There are 6 possible ordering of three axes (XYZ, YZX, ZXY, ZYX, YXZ, XZY) and each of the axes could be negated (8 permutations). I am not considering the real part (rotation angle) since negating all 4 values has no effect, so any change to the sign of the real part could be cancelled out by negating all four. Hence there are 6 * 8 = 48 total permutations.

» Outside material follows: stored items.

PR #682, opened 2021-07-23
Fix typo in shiny object name

fh-kpikhart:
I hit this error while building a shiny app running on a lazy_tbl:
```
ERROR: Cannot translate shiny inputs to SQL.
* Force evaluation in R with (e.g.) `!!inputs$x` or `local(inputs$x)`
```

When I tried the proposed solution, it did not work. This is because the object is called `input$x` not `inputs$x`


hadley:
Thanks!

PR #691, opened 2021-08-16
Early return `select()`, `filter()`, and `arrange()`

mgirlich:
Return early if the operation doesn't change the data.


R/verb-select.R
```diff
@@ -101,6 +101,10 @@ simulate_vars <- function(x) {
 # op_select ---------------------------------------------------------------
 
 op_select <- function(x, vars) {
+  if (can_select_return_early(x, vars)) {
```
hadley, line 104: Again, I think I'd rather give this a more descriptive name, like `selects_same_variables()` maybe?

tests/testthat/test-verb-arrange.R
```diff
@@ -76,6 +76,12 @@ test_that("can combine arrange with dual table verbs", {
   })
 })
 
+test_that("only add step if necessary", {
+  lf <- lazy_frame(x = 1:3, y = 1:3)
+  expect_equal(lf %>% arrange(), lf)
+  expect_equal(lf %>% filter(!!!list()), lf)
```
hadley, line 82: Why test `filter` here?

tests/testthat/test-verb-filter.R
```diff
@@ -29,6 +29,12 @@ test_that("each argument gets implicit parens", {
   expect_equal_tbl(mf1, mf2)
 })
 
+test_that("only add step if necessary", {
+  lf <- lazy_frame(x = 1:3, y = 1:3)
+  expect_equal(lf %>% filter(), lf)
+  expect_equal(lf %>% filter(!!!list()), lf)
```
hadley, line 35: Why can't this be `lf %>% filter()`?

hadley (approved):
I've approved this so you're free to merge, but do take a look at the comment and make changes if needed (but I don't need to review again, just use your best judgement)

tests/testthat/test-verb-filter.R
mgirlich: Hmm, there was a case where `some_verb()` (I don't know which verb it was) and `some_verb(!!!list())` was different. But I don't see where this should have been the case so I remove these tests.

PR #705, opened 2021-09-17
Fix `sql_expr_matches.DBIConnection()`

### LINKED ISSUE #704: `na_matches = "na"` doesn't work for DuckDB
``` r
library(dbplyr)

con <- DBI::dbConnect(duckdb::duckdb())
x <- copy_to(
  src_dbi(con),
  tibble(x = 1),
  name = "dummy"
)
left_join(x, x, by = "x", na_matches = "na") %>% 
  show_query()
#> <SQL>
#> SELECT "LHS"."x" AS "x"
#> FROM "dummy" AS "LHS"
#> LEFT JOIN "dummy" AS "RHS"
#> ON (CASE WHEN ("LHS"."x" = "RHS"."x") OR ("LHS"."x" IS NULL AND "RHS"."x" IS NULL) THEN 0 ELSE 1 = 0)
left_join(x, x, by = "x", na_matches = "na")
#> Error in .local(conn, statement, ...): duckdb_prepare_R: Failed to prepare query SELECT *
#> FROM (SELECT "LHS"."x" AS "x"
#> FROM "dummy" AS "LHS"
#> LEFT JOIN "dummy" AS "RHS"
#> ON (CASE WHEN ("LHS"."x" = "RHS"."x") OR ("LHS"."x" IS NULL AND "RHS"."x" IS NULL) THEN 0 ELSE 1 = 0)
#> ) "q01"
#> LIMIT 11
#> Error: Parser Error: syntax error at or near ")"
#> LINE 5: ...LEFT JOIN "dummy" AS "RHS"
#> ON (CASE WHEN ("LHS"."x" = "RHS"."x") OR ("LHS"."x" IS NULL AND "RHS"."x" IS NULL) THEN 0 ELSE 1 = 0)
#>                                                   ^
```

<sup>Created on 2021-09-17 by the [reprex package](https://reprex.tidyverse.org) (v2.0.1)</sup>

mgirlich:
Fixes #704.

### DIFF
--- a/NEWS.md
+++ b/NEWS.md
@@ -1,5 +1,7 @@
 # dbplyr (development version)
 
+* Joins with `na_matches = "na"` now work for DuckDB (@mgirlich, #704).
+
 * `nesting()` now supports the `.name_repair` argument (@mgirlich, #654).
 
 * The SQL translation of `quantile()` now doesn't error anymore when using
--- a/R/db-sql.R
+++ b/R/db-sql.R
@@ -82,7 +82,8 @@ sql_expr_matches.DBIConnection <- function(con, x, y) {
   build_sql(
     "CASE WHEN (", x, " = ", y, ") OR (", x, " IS NULL AND ", y, " IS NULL) ",
     "THEN 0 ",
-    "ELSE 1 = 0",
+    "ELSE 1 = 0 ",
+    "END",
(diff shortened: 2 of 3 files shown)


krlmlr (approved):
Thanks, good catch!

Of these 24 preserve the chirality and 24 swap the chirality. If the chirality is presevered, it is possible to rotate the axes to create the same effect. If the chirality is swapped (LH to RH or vice versa) no such rotation exists.

Given that, I was able to create the following table of all permutations that do not change the chirality:

( X,  Y,  Z) -- []

Axis 180 -- Negate two Axes
( X, -Y, -Z) -- [X180]
(-X,  Y, -Z) -- [Y180]
(-X, -Y,  Z) -- [Z180]

Axis 90 -- Swap two Axes and negate one that you swapped
( X, -Z,  Y) -- [X+90]
( X,  Z, -Y) -- [X-90]
( Z,  Y, -X) -- [Y+90]
(-Z,  Y,  X) -- [Y-90]
(-Y,  X,  Z) -- [Z+90]
( Y, -X,  Z) -- [Z-90]

Two 90 rotations -- Rotate X,Y & Z, then optionally negate two Axes
( Z,  X,  Y) -- [Y+90, X+90]
(-Z, -X,  Y) -- [Y-90, X+90]
(-Z,  X, -Y) -- [Y-90, X-90]
( Z, -X, -Y) -- [Y+90, X-90]

( Y,  Z,  X) -- [Y-90, Z-90]
(-Y, -Z,  X) -- [Y-90, Z+90]
(-Y,  Z, -X) -- [Y+90, Z+90]
( Y, -Z, -X) -- [Y+90, Z-90]

180 + 90 -- Swap two axes and then negate the other axis or all three axes.
(-X,  Z,  Y) -- [Y180, X+90]
(-X, -Z, -Y) -- [Y180, X-90]

( Z, -Y,  X) -- [Y+90, X180]
(-Z, -Y, -X) -- [Y-90, X180]

( Y,  X, -Z) -- [Y180, Z-90]
(-Y, -X, -Z) -- [Y180, Z+90]

As explained in my Euler angle based answer, the ship and nav ball have different chiralities, because it is necessary to negate the roll (Z) axis - and negating only one axis results in a change of chirality.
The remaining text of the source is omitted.